Tam Claudia Ha-Ting, Wang Ying, Wang Chi Chiu, Yuen Lai Yuk, Lim Cadmon King-Poo, Leng Junhong, Wu Ling, Ng Alex Chi-Wai, Hou Yong, Tsoi Kit Ying, Wang Hui, Ozaki Risa, Li Albert Martin, Wang Qingqing, Chan Juliana Chung-Ngor, Ye Yan Chou, Tam Wing Hung, Yang Xilin, Ma Ronald Ching-Wan
Department of Medicine and Therapeutics, Prince of Wales Hospital, The Chinese University of Hong Kong, Hong Kong, China.
Hong Kong Institute of Diabetes and Obesity, The Chinese University of Hong Kong, Hong Kong, China.
Diabetes Metab J. 2025 Jan;49(1):128-143. doi: 10.4093/dmj.2024.0139. Epub 2024 Sep 20.
The genetic basis for hyperglycaemia in pregnancy remain unclear. This study aimed to uncover the genetic determinants of gestational diabetes mellitus (GDM) and investigate their applications.
We performed a meta-analysis of genome-wide association studies (GWAS) for GDM in Chinese women (464 cases and 1,217 controls), followed by de novo replications in an independent Chinese cohort (564 cases and 572 controls) and in silico replication in European (12,332 cases and 131,109 controls) and multi-ethnic populations (5,485 cases and 347,856 controls). A polygenic risk score (PRS) was derived based on the identified variants.
Using the genome-wide scan and candidate gene approaches, we identified four susceptibility loci for GDM. These included three previously reported loci for GDM and type 2 diabetes mellitus (T2DM) at MTNR1B (rs7945617, odds ratio [OR], 1.64; 95% confidence interval [CI], 1.38 to 1.96), CDKAL1 (rs7754840, OR, 1.33; 95% CI, 1.13 to 1.58), and INS-IGF2-KCNQ1 (rs2237897, OR, 1.48; 95% CI, 1.23 to 1.79), as well as a novel genome-wide significant locus near TBR1-SLC4A10 (rs117781972, OR, 2.05; 95% CI, 1.61 to 2.62; Pmeta=7.6×10-9), which has not been previously reported in GWAS for T2DM or glycaemic traits. Moreover, we found that women with a high PRS (top quintile) had over threefold (95% CI, 2.30 to 4.09; Pmeta=3.1×10-14) and 71% (95% CI, 1.08 to 2.71; P=0.0220) higher risk for GDM and abnormal glucose tolerance post-pregnancy, respectively, compared to other individuals.

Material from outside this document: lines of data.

PR #1780, opened 2023-08-20
feat(home): add user progression statistics [progression]

wescopeland:

This PR implements the new progression tracking features to the home page that have been discussed in:
https://discord.com/channels/476211979464343552/1139723030956871710/1141544886143828029
https://discord.com/channels/476211979464343552/1142257722788679780/1142257725275901963

When testing, if you see broken CSS, try restarting your Vite dev server.

---

**UI/UX**
Screenshot 2023-08-19 at 8 07 39 PM
Screenshot 2023-08-19 at 8 07 49 PM

---

**Implementation Details**
* The new homepage data is driven by new columns added to the `StaticData` table:
  * `num_hardcore_mastery_awards`
  * `num_hardcore_game_beaten_awards`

Our results indicate that the genetic architecture of glucose metabolism exhibits both similarities and differences between the pregnant and non-pregnant states. Integrating genetic information can facilitate identification of pregnant women at a higher risk of developing GDM or later diabetes.
孕期高血糖的遗传基础仍不清楚。本研究旨在揭示妊娠期糖尿病(GDM)的遗传决定因素并探讨其应用。
我们对中国女性GDM的全基因组关联研究(GWAS)进行了荟萃分析(464例病例和1217例对照),随后在一个独立的中国队列(564例病例和572例对照)中进行了从头复制,并在欧洲人群(12332例病例和131109例对照)和多民族人群(5485例病例和347856例对照)中进行了电子复制。基于鉴定出的变异推导了多基因风险评分(PRS)。
通过全基因组扫描和候选基因方法,我们鉴定出4个GDM易感位点。其中包括MTNR1B(rs7945617,优势比[OR],1.64;95%置信区间[CI],1.38至1.96)、CDKAL1(rs7754840,OR,1.33;95%CI,1.13至1.58)和INS-IGF2-KCNQ1(rs2237897,OR,1.48;95%CI,1.23至1.79)这3个先前报道的GDM和2型糖尿病(T2DM)位点,以及TBR1-SLC4A10附近一个新的全基因组显著位点(rs117781972,OR,2.05;95%CI,1.61至2.62;Pmeta=7.6×10-9),该位点在T2DM或血糖性状的GWAS中尚未有报道。此外,我们发现与其他个体相比,PRS高(最高五分位数)的女性患GDM和产后糖耐量异常的风险分别高出三倍多(95%CI,2.30至4.09;Pmeta=3.1×10-14)和71%(95%CI,1.08至2.71;P=0.0220)。
我们的结果表明,葡萄糖代谢的遗传结构在怀孕和非怀孕状态之间既有相似之处也有不同之处。整合遗传信息有助于识别患GDM或后期糖尿病风险较高的孕妇。